Defensive back Jon Lindgren had a team-high 12 tackles in Bates’ season-opening loss to Amherst. (Theophil Syslo/Bates College)

The Bates College football team’s new offense received the most buzz leading up to the start of the 2018 season, the first under head coach Malik Hall.

All the attention was justified. Of all the changes in the Bobcats program this summer, none seemed larger than the switch from the run-first triple-option to a pass-heavy Air Raid-type offense.

But after the season kicked off last Saturday, the defense grabbed the spotlight.

“I was pleased with the defense’s pursuit to the ball,” Hall said. “I think No. 32 (Amherst running back Jack Hickey) is a load to tackle. … I was pleased that the defense didn’t try to make it about one person tackling him (but) the entire Bobcat posse trying to tackle him.”

Bates lost to Amherst 19-7, but held the Mammoths scoreless through two quarters, and up until midway through the fourth quarter, the Bobcats made Amherst quarterback Ollie Eberth and Hickey fight for every yard they picked up.


Fatigue seemed to set in near the end, which led to mental errors. Running out of fuel, though, showed effort, especially since Bates is trying to build its depth.

“They played extremely hard for four quarters,” Hall said. “Going into the game, the goal was to empty our tanks and get the game in the fourth quarter and see who is the better team.”

Junior defensive back Jon Lindgren led Bates with 12 tackles. Walter Washington, Connor Hunt and freshman Michael Bulman all recovered fumbles. In his first game, Bulman, a linebacker, had four solo tackles, a sack and two tackles for a loss.

“I was super-excited for Bulman, because he played with extreme effort,” Hill said.

Bates’ defense, which was missing captains Joe Frake and Bobby Dee, also had nice efforts from two other freshmen linebackers, Caleb Eckland, who is from Lovell and attended Fryeburg Academy, and James Weir.



While the defense had a nice debut, the offense remains a work in progress. The Bobcats finished with only 150 yards of total offense. Sophomore quarterback Brendan Costa accounted for 134 of those yards, 90 passing (12-of-21 and an interception, which was tipped) and 44 rushing on 16 carries, highlighted by a 26-yard touchdown run.

Bobcats coaches thought the offense might be a slow roll because the players only had three weeks to learn the new concepts, which were contrary to what they played last year.

Therefore, the offensive playcalling was conservative, with a goal to keep the Bobcats close to give them a chance to win the game in the fourth quarter. That was accomplished against Amherst.

“They’re not used to throwing the ball 21 times a game,” Hall said. “Right now, the objective is to win some games and get the game to the fourth quarter. Though we want to spread it and want to throw it around the lot, every game doesn’t dictate that, especially when it’s your first game out and debut of the offense.
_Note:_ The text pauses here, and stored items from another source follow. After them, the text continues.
PR #14262, opened 2020-05-06
Assign the cut on TPC tracks - VZERO correlation to the bit kTPCPileup

fprino:

PR #14264, opened 2020-05-06
Add case with training w/o signd0

andreaalici:


fgrosa:
+1

andreaalici:
Dear,
I cannot see any log explaining what is going wrong. It's the problem related to my commit only?
Thanks.
andrea

fgrosa:
Hi @andreaalici, I think that it is a general issue in AliPhysics not related to your commit, which looks good to me (indeed all the PR are failing without logs). Looking at other conversations it looks to me that Giulio is already aware of this https://github.com/alisw/AliPhysics/pull/14262#issuecomment-624515850

PR #14273, opened 2020-05-06
PWGGA/GammaConv: reenable rejection of events for which aod relabelin…

sstiefel19:
…g fails

but reject from within the AnalysisTask and not the V0Reader. This is
necessary since otherwise other AnalysisTasks, which do not have
conversion photons, would miss these events unnecessarily.


nschmidtALICE:
+1

PR #14303, opened 2020-05-10
Updated Run3 labels:

pzhristov:
- One label with the usual nomenclature:
positive - no mismatch, negative - mismatch;
- In addition a bit mask which encodes in the folllowing way which detector
has the mismatch:
a) ITS: 7 bits (one per layer)
b) TPC: 3 bits to count number of mismatch clusters encoding
the ranges: 0, 1, 2-3, 4-7, 8-15, 16-31, 31-63, >64
c) TRD: 1 bit (possibility to use 6 bits in the future)
d) TOF: 1 bit


pzhristov:
+test

pzhristov:
+1

PR #14305, opened 2020-05-10
add vertex histograms for c deuteron

jaimenorman:
- add vertex histograms and fill if running c-deuteron analysis
- add option, if running c-deuteron analysis, to only use tracks that come from signal (saves a lot of CPU time), and to remove injected particles


fgrosa:
+1

fgrosa:
+1

PR #14310, opened 2020-05-11
PWGGA/GammaConv: Added NLM variations for MergedClusterTask

jokonig:
Modified handling for energy splitting for clusters with NLM > 1


nschmidtALICE:
+1

PR #14318, opened 2020-05-12
PWG/Cocktail/parametrisations new PbPb PCMPHOS para added to cocktail…

mikesas:
… file


mikesas:
Additionally to the PCMPHOS spectra being parametrized, also the combined spectra that are preliminary are added. The PCMPHOS parametrization of the eta is using the combined spectrum.

PR #14319, opened 2020-05-12
PWGGA/GammaConv: GammaIsoTree added cell based iso & GJ weights

fjonasALICE:
- added cell experimental cell based isolation to GammaIsoTree
- added functionality to set cluster cuts separetly for signal clusters and background clusters (those use for isolation and taggin
- added functionality to calculate isolation for multiple radii on the fly
- added weighte for LHC17g5a1 GJ MC pp 8 TeV


dmuhlhei:
+1

PR #14320, opened 2020-05-12
Fix track extraction

raymondEhlers:
The JetConstituent classes do not store subtracted constituents. So
instead we have to access them via `Track(int)`.


raymondEhlers:
+test

raymondEhlers:
+1

raymondEhlers:
+1

raymondEhlers:
@ktf It appears that the root6 builds are stuck. Can you please have a look?

PR #14330, opened 2020-05-13
Store subtracted constituents in jet constituents

raymondEhlers:
When using constituent subtraction, the jet constituents should store
the subtracted constituents (when provided). This is the expected
behavior, and mirrors that of `AliEmcalJet::Track(int)`

@mfasDa Please take a look and let me know what you think. I stopped using these classes, but I hope this will others avoid the same issues that I had - it's easy to miss. I tested for charged constituents and it appears to work. However, I don't see a way to make an equivalent construction for charged constituents at the moment. I raise an exception rather than allow this to pass unnoticed. But suggestions are appreciated!

### DIFF
--- a/PWGJE/EMCALJetTasks/AliEmcalJetTask.cxx
+++ b/PWGJE/EMCALJetTasks/AliEmcalJetTask.cxx
@@ -566,9 +566,6 @@ void AliEmcalJetTask::FillJetConstituents(AliEmcalJet *jet, std::vector<fastjet:
         AliError(Form("Could not find track %d",tid));
         continue;
       }
-      if(fFillConstituents){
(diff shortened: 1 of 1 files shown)


raymondEhlers:
+test

mfasDa:
HI @raymondEhlers, with vscode it is rather trivial to find this out. Indeed there are a couple of users (AliAnalysisTaskNewJetSubstructure - I think this is @lhavener and @lcunquei, AliAnalysisTaskEmcalJetCorrection from Ruediger - perhaps used now by @hbossi, and task from you and me). As your changes affect mostly PbPb the corresponding users should be made aware of this, not to create confusion or double application.

raymondEhlers:
+1 After discussing privately with a few people, I'm merging this as I don't think it affects anyone else (nor myself at this point)

PR #14334, opened 2020-05-13
[PWGGA/CaloTrackCorr] Adaptations to embedding analysis with EMCal embedding framework

gconesab:


gconesab:
Hi @ktf 

can you have a look? I do not think it is normal that AliYAMLConfiguration.h is not found.

Thanks ... Gustavo

PR #14338, opened 2020-05-14
Code to reproduce Simone's Result

aga01935:
Analysis code to reproduce Simone's result on J/Psi Polarization, these macro only save muon tracks and the muon pair in terms of TLorenz Vector


mbroz84:
+1

PR #15211, opened 2020-08-14
Easy switch between MC and data and lowering disk space usage

gmantzar:
- switch between MC and data via ifdef (currently MC is activated)
- exclusion of the mass, eta and phi branches to reduce disk space usage


bhohlweger:
+1

PR #15220, opened 2020-08-14
Support for EMC7 trigger in pp 8 TeV

aschmier:
- Add handling for EMC7 trigger (EMCAL jet trigger
  in 8 TeV) as extra case.


mfasDa:
+1

PR #15221, opened 2020-08-16
Update TPCTPC correlation

SiyuTang:
Hi ,

Here are the updates for Jet v2 analysis, where the TPC-TPC correlation was added. Thanks a lot!

Siyu


altsybee:
+1

PR #15230, opened 2020-08-17
Missing CMakeList and LinkDef for PR 15228

a-mathis:
@miweberSMI @simons27 
this should do the trick


miweberSMI:
Hi @a-mathis,
but this is the same as we have in 15229 (since I resubmitted the ClassDef change)?
But if this works, then even better ;)

miweberSMI:
OK, now I understood the problem (.cxx in link def)

miweberSMI:
Thanks a lot @a-mathis !!!

PR #15246, opened 2020-08-18
nSigma of electrons

omvazque:
The nSigma of electrons was added to measure the contamination on thee kaons and protons at low pT


mkruegerGitHub:
+1

PR #15253, opened 2020-08-18
PWGGA/GammaConv: Changed configs for EDC (M02 upper cut) and added PCMEDC configs without smearing

jokonig:


FriederikeBock:
+1

PR #15263, opened 2020-08-19
Wider cuts to include the background for purity estimation.

gmantzar:
And: reduction of TTree Branches which are not needed for that to reduce disk space usage


a-mathis:
+1

PR #15266, opened 2020-08-19
Add trigger cluster information to the softdrop histograms

mfasDa:
For each jet 1 entry is created in the softdrop histograms.
2D histograms need to be projected to the trigger cluster
bin. Change is necessary for trigger matching in
reconstructions w TRD in combined tracking.


mfasDa:
+test

mfasDa:
+1

PR #15267, opened 2020-08-19
Modify the way to identify particles produced in the transport for AODs

fprino:
This is needed to properly tag pileup particles in productions with embedding+signal fitlering


fprino:
+1

fprino:
+1

PR #15270, opened 2020-08-20
Change task structure to allow to choose which particle to analyse and implement trigger selection based on centrality

alessandrobalbino:


bianchil:
+1

PR #15292, opened 2020-08-24
J/psi spectrum using EMCal triggers: MC studies

crisjahnke:
Changes to obtain J/psi spectrum uisng EMCal trigger.


miweberSMI:
+1

PR #17826, opened 2021-06-01
Added AddTask macros for the inclusive j/psi cross section analysis at 13TeV to attic

ilofnes:
Added AddTask macros for the inclusive j/psi cross section analysis at 13TeV to attic.
Added the possibility of setting the background fit function options using a TString in AliRessonanceFits. The default is set to be "MEI0", which was previously hardcoded.


iarsene:
+1

PR #17835, opened 2021-06-01
Add container class for offline trigger mask

mfasDa:
- Mask can have status dead or bad
- FastORs handled via FastOr abs ID
- Container browsable, in this case a
  2D col-row plot is created
- Corresponding unit tests added for
  - In-memory set/get
  - ROOT File-I/O
  - Modify
  - Clean


mfasDa:
+1

All unit tests passing, commit can safely be merged

mfasDa:
Adaption in trigger maker will follow in second dedicated commit

mfasDa:
Stupid ROOT5!

mfasDa:
+1

PR #17842, opened 2021-06-02
Add handling for offline trigger mask via trigger mask container

mfasDa:
Support for both types of trigger mask containers
(new trigger mask container and old TObjArray with
list of FastORs) implemented, however on in case of
the new trigger mask container it is possible to
distinguish bad from dead channels and therefore
allow to enable/disable them separately.


mfasDa:
+1

PR #17845, opened 2021-06-02
Fix browse function

mfasDa:
Based on the implementation of
AliEMCALTriggerMapping access to the EMCAL
geometry is mandatory. The geometry is initialized
based on the name of the geometry, selecting for
run2 the standard geometry and for run1 the
geometry from 2013, as the TRU layout for the
existing supermodules has no effects on earlier
setups in run1 with partial geometry.


mfasDa:
+1

PR #17849, opened 2021-06-03
Dividing the Charge Particle level tracks by 3 

JColburn-CERN:
since the charge on a particle level track are in units of 1/3 e instead of units of e. Thus correcting the mistake causing Particle level templates to be much broader.


raymondEhlers:
+1

PR #17853, opened 2021-06-03
Fix several default arguments of AliAnalysisTaskEmcalLight

mfasDa:
Were overlooked when adding handling for
Herwig and HepMC MC input. Without default
handling the parameters might artificially be set
to true, leading in MC information from headers
being overwritten with 0.


mfasDa:
+1

PR #17855, opened 2021-06-03
Add getter for event weight (weighted production) in AliAnalysisTaskEmcal

mfasDa:
Getter only implemented for pythia and HepMC-based
productions. Use getter also in the spectrum and
part. level task. In case of the jet analysis task the
user has to define whether apply cross section or
event weighting.


mfasDa:
+1

PR #17856, opened 2021-06-03
Update AliAnalysisTaskUpcFourPi.cxx

pgamamed:
changed the number of bins from 300 to 500 in fAllPtFourPions histogram


mbroz84:
+1

PR #17864, opened 2021-06-04
Add plotting function for easy plotting of the L0 trigger mask for a given run

mfasDa:
- Plotting masked channels as histogram
- For easy reading a grid separating FastORs,
  TRUs and Supermodules is added as well. The
  grid is shown based on run1 or run2 geometry
  depending on the run number


mfasDa:
+1

mfasDa:
+1

PR #17866, opened 2021-06-04
Fix handling of the 1/3rd supermodules in run2

mfasDa:
The mask for the 1/3rd supermodules is the same as
in run1, while the masking handler tried to apply the
run2 mapping. Fixed in the way that the mapping
handlers need an argument for the SM type, and in
case it is the 1/3 type the old mapping is applied.


mfasDa:
+1

PR #17879, opened 2021-06-08
Use mask handler in trigger maker to read OCDB trigger mask

mfasDa:
Use mask handler for trigger mask reading from the
OCDB and remove builting trigger mask reading. With
this the same code can be used for visualization of the
trigger mask and utilization in the trigger maker, so
the trigger maker can make use of a well tested and
unit-testable code.


mfasDa:
The new mask handler has been tested to work against the mask obtained directly from DCS. Nevertheless before merging one test run should verify that the mask is ported properly to the trigger maker.

mfasDa:
+test

mfasDa:
+test

mfasDa:
+1

All parts checked - PR is ready for merging

PR #17884, opened 2021-06-08
PWG/EMCAL: Added possibility to modify/scale the cell energy

jokonig:
This can be configured in the yaml file via "enableAdditionalScale" which is set to 1 (no modification) as default. This functionality is introduced to make checks for future cell calibrations, it is not supposed to be used for physics analyses!


raymondEhlers:
+1

PR #18582, opened 2021-09-27
all cuts applied to MC tracks before filling DCAxy templates + symmet…

maciacco:
…ric nSigmaTPC cut for DCAxy distribution in data


bdoenigu:
+1

PR #18598, opened 2021-09-29
Adding luminsity calculation tool for normatask output

mfasDa:
Automatically calculating the integrated luminosty
for certain known collision systems from the standard
output of the normalization task.


mfasDa:
+1

mfasDa:
+1

PR #18602, opened 2021-09-30
Update AliAnalysisTaskAR

ariedel-cern:
- Fix mistakes in the compuation of multiparticle correlators (mostly the implementation using nested loops)
- Rework UserExec such that the use of real and/or monte carlo data is more seamless
- Expand GetPointers method to initalize more histograms and add more convenient Getters to extract them from a reiniatlized task


dongjokim:
+1

PR #18616, opened 2021-10-04
Fix for ROOT5

MartinSchmidtTuebingen:
Unfortunately my laptop does not compile ROOT5, but it should work


mfasDa:
+1

mfasDa:
Only the array with the array dimensions needs to be constexpr, because the array dimension is needed at compile time to initialise the size of the static arrays.

MartinSchmidtTuebingen:
I actually have no idea how it changed from TMath::Pi() to 3.14159265358979323846f, was it your master merge? Anyway, this is fine I guess. Thanks.

PR #18622, opened 2021-10-06
differential proton re-weighting

alcaliva:
Proton spectra from Pythia 8 are re-weighted to match the data in toward, transverse and away separately.


mario-krueger:
+1

PR #18634, opened 2021-10-08
updated code structure for highest trigger flag

gyronaut:
Added functionality to select events with different number of triggers, as well as additional flags to select only the highest trigger from an event for the correlation for cross checks.


gyronaut:
Hello,
Can someone please approve this pull request for testing?  This is an
update to only the two analysis files for my h-phi angular correlation
analysis.
Best,
Justin

PR #18636, opened 2021-10-08
Update AliAnalysisTaskAR

ariedel-cern:
- add setter method to set default values for configuration, binning and cuts
- fix smaller mistakes in the naming scheme


dongjokim:
+1

PR #18642, opened 2021-10-08
Add flexibility for cocktail histograms

hscheid:
The changes should not affect any other analysis. However, if one wants it should now be possible to change the number of bins and the min/max of the past pt and mass axis.


rbailhac:
+1

PR #18661, opened 2021-10-12
for HM event selection

Tao-Fang:


AIS8:
event selectiong from 0 to 0.1 the centrality

PR #18673, opened 2021-10-14
Add histograms for checking Omega (not from Omega_c^0 decay) efficiency

zhujh126:
Add histograms for checking Omega (not from Omega_c^0 decay) efficiency


fgrosa:
+1

PR #21251, opened 2022-10-31
Tuned the jet pt match algo and added pythia info

osaarima:
Now if there is an overlap of several true jets with a single detector jet, the detector jet is not matched multiple times.


dongjokim:
+1

PR #21256, opened 2022-11-01
Propagate updates from O2vertexer in O2 into AliPhysics

lvermunt:
PR to get the O2Vertexer in AliPhysics up to date with the current one in O2. In particular updates regarding the covariance matrix were missing in the AliPhysics version, making it difficult to validate analyses that apply selections based on this (e.g. D meson analyses in HF).

I tried to keep this PR as simple as possible (instead of propagating tens of new header files that O2 now has into AliPhysics). Regarding this I put some considerations below.

@mpuccio, @vkucera, let me know what you think.

Cheers, Luuk

----------------------------------
**Consideration w.r.t. current (01-11-22) O2 version**

General:
 - I didn't split the MathUtils class, since this would require a lot of new header files to be propagated to AliPhysics. Instead I kept the original class (adding two additional functions), and I didn't propagated the changes in O2 regarding the split MathUtils class into `DCAFitterN.h`, `HelixHelper.h`, `Track.h`, and `Primitive2D.h`

In DCAFitterN:
 - I didn't propagate the parts related to `Propagator.h` and `o2::base::Propagator::MatCorrType`. I don't think this is required for Ali-O2Physics comparisons.
 - I didn't propagate the parts related to `mRefitWithMatCorr`. I had some issues with the `restore()` call (which is new), and I don't think this is required for Ali-O2Physics comparisons.
 - For the same reason as above, I commented out `trc.invalidate()` in `getTrackParamAtPCA()`
 - I didn't separate between `TrackPar` and `TrackParCov`, i.e. all `TrackPar` types are changed to `TrackParCov` (as was also done before) and I didn't include the `createParentTrackPar()` function, only the `createParentTrackPar()`

### DIFF
--- a/PWGLF/NUCLEX/Utils/O2vertexer/DCAFitterN.h
+++ b/PWGLF/NUCLEX/Utils/O2vertexer/DCAFitterN.h
@@ -18,6 +18,7 @@
 #include <TMath.h>
 #include <Math/SMatrix.h>
 #include <Math/SVector.h>
+#include "MathUtils.h"
 #include "Track.h"
 #include "HelixHelper.h"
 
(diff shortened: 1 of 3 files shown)


mpuccio:
+1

“So, the thought process is to not try to run our entire playbook in Game 1 for the sake of a new era or a new offense, or for a quarterback just to show he can throw. It’s to try to win the game.”



The defense will be tested even more this Saturday, when the Bobcats travel to face reigning NESCAC champion Trinity.

Last week, the Bantams won 35-0 as they spoiled spoiled former University of Maine coach Jack Cosgrove’s debut as Colby’s coach.

Because the NESCAC has the same schedule every year, Bates always opens the season against a pair of conference powerhouses.

“Couldn’t ask for a better situation,” Hall said, “to play the top dogs in the league in the first two weeks.”

Trinity senior running back Max Chipouras gained 173 yards and scored three touchdowns on 15 carries against Colby.

“Their running back is very talented, their quarterback is good, they’re big on the outside,” Hall said, “and they’re as fast as they are strong on defense.”


Last year, the Bantams handed the Bobcats their worse loss of the season, putting up 31 first-quarter points and winning 51-0.


Rower Amelia Wilhelm, who graduated from Bates College earlier this year, has been named one of 30 finalists for the 2018 NCAA Woman of the Year Award.

The award honors recently graduated student-athletes who stood out academically and athletically, and who are service-oriented and strong leaders.

Wilhelm, from Charlotte, North Carolina, helped the Bates win three NCAA Rowing championships in her four years.

“Amelia is perhaps one of the most positive, thoughtful and welcoming members of our team,” rowing head coach Peter Steenstra said in a news release earlier this month. “Her primary goal was always fixed on the success of the team as a whole, but like any good athlete she used this to motivate herself, as well.”

The four-year dean’s list student graduated in May with honors in chemistry.

Wilhem is the first Bates athlete to be nominated for the Woman of the Year Award since Vantiel Elizabeth Duncan in 2010.

The top nine finalists will be announced in early October. The winner will be named Oct. 28 in Indianapolis.